THE PROBLEM
Below are some records. Pull every line that contains the word "anyhow".

──────────────────────────────

PR #435, opened 2024-10-21
Simplify debug naming of variables in constraints

matthiasgoergens:
Instead of passing an `FnOnce` closure with no arguments, we just pass the name itself.

It looks like we copied the old convention from other R1CS proving systems like [bellman](https://github.com/zkcrypto/bellman/blob/3a1c43b01a89d426842df39b432de979917951e6/src/lib.rs#L374).  But we always execute our closure, rendering the whole exercise pointless, while they only do execute theirs in debug contexts.  (Thanks to Ming for the historic context!)

(And even for bellman, it's unlikely they actually get anything out of the extra complexity: making and passing closures around is a lot of work at runtime.  And an optimising compiler that can remove an unused closure can also much easier remove an unused string.)

---

I ran some benchmarks.  The change ever so slightly speeds up compilation and runtime, and decreases the size of our binaries.

On `master`:
```console
$ du -h target/*/libceno_zkvm.rlib
4.8M    target/debug/libceno_zkvm.rlib
4.4M    target/release/libceno_zkvm.rlib
```

On this branch:
```console
$ du -h target/*/libceno_zkvm.rlib
4.7M    target/debug/libceno_zkvm.rlib
4.3M    target/release/libceno_zkvm.rlib
```

This benchmark is just for fun, the PR is for readability.

### DIFF
--- a/Cargo.lock
+++ b/Cargo.lock
@@ -241,6 +241,7 @@ dependencies = [
  "anyhow",
  "ceno-examples",
  "elf",
+ "itertools 0.13.0",
  "num-derive",
  "num-traits",
  "strum",
--- a/ceno_emul/Cargo.toml
+++ b/ceno_emul/Cargo.toml
@@ -7,6 +7,7 @@ version.workspace = true
 [dependencies]
 anyhow = { version = "1.0", default-features = false }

──────────────────────────────

REPLY
  "anyhow",
 anyhow = { version = "1.0", default-features = false }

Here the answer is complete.